## WORK ITEM
Search the entries for the word "release" and pull out each line that has it.

## RECORD SET
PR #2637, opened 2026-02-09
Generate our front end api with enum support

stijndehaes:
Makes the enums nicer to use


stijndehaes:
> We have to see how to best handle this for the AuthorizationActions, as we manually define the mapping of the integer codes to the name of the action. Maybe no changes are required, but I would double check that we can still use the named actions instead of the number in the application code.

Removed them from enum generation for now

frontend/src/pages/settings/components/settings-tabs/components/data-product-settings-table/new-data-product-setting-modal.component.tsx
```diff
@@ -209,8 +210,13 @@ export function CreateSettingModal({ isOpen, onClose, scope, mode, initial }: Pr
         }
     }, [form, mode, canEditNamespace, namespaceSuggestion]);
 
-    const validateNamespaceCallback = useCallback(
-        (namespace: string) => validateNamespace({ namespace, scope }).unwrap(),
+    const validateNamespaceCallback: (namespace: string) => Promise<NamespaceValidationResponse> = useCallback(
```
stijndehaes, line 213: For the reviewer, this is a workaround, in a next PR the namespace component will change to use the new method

...

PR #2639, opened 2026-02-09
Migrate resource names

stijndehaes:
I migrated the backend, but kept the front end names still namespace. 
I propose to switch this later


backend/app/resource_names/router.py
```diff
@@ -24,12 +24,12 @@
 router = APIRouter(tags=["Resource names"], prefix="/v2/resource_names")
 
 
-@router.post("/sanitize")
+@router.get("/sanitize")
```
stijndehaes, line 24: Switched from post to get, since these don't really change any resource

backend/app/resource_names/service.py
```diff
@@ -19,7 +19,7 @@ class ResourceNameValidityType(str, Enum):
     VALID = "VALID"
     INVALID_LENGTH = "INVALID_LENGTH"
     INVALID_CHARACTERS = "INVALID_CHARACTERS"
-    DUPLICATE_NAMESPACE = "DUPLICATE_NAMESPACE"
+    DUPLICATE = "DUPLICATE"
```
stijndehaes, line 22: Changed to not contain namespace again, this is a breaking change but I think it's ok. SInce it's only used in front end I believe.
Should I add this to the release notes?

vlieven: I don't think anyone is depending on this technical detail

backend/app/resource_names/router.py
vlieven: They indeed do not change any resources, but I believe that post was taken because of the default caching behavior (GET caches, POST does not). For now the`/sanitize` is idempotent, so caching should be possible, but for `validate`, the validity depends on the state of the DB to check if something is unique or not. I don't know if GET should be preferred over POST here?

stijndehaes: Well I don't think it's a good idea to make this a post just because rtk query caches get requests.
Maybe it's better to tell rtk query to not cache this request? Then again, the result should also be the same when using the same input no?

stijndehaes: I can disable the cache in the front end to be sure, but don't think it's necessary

--

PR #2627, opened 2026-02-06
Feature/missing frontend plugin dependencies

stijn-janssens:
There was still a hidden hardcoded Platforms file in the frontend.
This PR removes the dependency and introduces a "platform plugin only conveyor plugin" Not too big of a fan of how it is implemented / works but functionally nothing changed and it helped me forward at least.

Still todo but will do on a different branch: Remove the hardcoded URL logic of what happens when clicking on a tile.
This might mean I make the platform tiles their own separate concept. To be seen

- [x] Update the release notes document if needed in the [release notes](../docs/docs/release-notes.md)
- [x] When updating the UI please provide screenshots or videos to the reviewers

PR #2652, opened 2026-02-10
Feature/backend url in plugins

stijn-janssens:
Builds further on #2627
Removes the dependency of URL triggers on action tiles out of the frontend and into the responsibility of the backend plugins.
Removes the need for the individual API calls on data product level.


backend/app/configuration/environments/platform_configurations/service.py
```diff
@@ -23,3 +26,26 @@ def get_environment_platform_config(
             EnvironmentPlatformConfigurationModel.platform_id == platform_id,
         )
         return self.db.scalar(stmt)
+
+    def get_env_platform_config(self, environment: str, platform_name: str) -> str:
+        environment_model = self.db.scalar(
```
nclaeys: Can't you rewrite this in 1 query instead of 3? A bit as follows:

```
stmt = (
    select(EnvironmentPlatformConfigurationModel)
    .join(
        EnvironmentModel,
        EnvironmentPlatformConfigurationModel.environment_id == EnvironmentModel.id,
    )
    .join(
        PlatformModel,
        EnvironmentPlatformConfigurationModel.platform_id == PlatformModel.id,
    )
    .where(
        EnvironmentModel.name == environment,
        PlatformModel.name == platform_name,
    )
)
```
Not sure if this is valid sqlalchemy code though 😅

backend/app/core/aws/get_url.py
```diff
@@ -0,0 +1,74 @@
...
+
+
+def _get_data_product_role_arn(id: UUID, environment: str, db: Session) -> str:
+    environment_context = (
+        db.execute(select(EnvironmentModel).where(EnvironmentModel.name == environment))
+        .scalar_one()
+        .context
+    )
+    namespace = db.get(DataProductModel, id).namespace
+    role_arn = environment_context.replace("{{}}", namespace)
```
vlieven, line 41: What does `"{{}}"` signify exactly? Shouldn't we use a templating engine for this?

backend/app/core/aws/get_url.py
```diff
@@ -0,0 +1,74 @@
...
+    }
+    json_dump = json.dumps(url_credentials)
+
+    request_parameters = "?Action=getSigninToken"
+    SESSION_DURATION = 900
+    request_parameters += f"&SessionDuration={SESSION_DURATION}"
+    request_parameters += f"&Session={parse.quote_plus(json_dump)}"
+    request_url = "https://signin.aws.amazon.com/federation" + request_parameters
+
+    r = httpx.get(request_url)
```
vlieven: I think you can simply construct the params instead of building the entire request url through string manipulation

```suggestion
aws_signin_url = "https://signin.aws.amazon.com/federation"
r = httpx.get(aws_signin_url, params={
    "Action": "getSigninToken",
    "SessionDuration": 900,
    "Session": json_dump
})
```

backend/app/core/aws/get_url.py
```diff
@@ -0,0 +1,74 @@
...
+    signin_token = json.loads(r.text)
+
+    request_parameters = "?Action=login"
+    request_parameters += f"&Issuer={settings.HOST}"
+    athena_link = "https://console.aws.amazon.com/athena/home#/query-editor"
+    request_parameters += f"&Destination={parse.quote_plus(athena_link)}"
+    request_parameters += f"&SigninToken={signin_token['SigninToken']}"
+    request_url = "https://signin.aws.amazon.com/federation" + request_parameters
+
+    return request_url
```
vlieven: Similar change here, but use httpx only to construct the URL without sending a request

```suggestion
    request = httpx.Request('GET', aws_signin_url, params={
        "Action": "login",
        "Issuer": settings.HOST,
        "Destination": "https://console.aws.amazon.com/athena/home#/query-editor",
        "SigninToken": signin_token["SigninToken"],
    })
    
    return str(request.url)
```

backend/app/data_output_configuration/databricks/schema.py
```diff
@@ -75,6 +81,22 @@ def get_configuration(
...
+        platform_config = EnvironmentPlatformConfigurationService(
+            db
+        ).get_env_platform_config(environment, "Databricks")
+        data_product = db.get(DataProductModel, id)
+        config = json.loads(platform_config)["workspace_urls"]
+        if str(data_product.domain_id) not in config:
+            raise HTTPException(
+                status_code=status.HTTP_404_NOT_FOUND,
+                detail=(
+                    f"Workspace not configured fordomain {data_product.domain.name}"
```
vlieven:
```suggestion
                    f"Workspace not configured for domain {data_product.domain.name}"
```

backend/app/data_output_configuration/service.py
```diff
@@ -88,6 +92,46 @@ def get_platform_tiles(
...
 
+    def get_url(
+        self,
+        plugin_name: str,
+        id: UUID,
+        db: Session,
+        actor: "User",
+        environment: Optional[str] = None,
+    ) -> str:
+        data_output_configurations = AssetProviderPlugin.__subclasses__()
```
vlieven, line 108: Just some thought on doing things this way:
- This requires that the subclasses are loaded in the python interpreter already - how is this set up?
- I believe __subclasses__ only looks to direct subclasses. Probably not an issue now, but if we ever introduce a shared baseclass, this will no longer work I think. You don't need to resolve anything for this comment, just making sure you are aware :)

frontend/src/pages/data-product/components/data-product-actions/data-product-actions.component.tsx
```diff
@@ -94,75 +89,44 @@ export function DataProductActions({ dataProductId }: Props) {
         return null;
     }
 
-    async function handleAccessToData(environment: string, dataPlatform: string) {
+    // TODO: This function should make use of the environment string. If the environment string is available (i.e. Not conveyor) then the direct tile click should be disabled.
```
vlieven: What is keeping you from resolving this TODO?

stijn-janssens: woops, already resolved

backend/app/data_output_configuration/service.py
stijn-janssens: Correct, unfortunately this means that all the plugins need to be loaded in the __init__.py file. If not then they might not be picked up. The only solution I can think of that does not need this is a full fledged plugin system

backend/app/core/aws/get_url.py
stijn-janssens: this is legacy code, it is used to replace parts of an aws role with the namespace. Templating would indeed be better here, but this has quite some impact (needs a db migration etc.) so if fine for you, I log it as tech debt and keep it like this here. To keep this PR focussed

## ANSWER BELOW
Should I add this to the release notes?
- [x] Update the release notes document if needed in the [release notes](../docs/docs/release-notes.md)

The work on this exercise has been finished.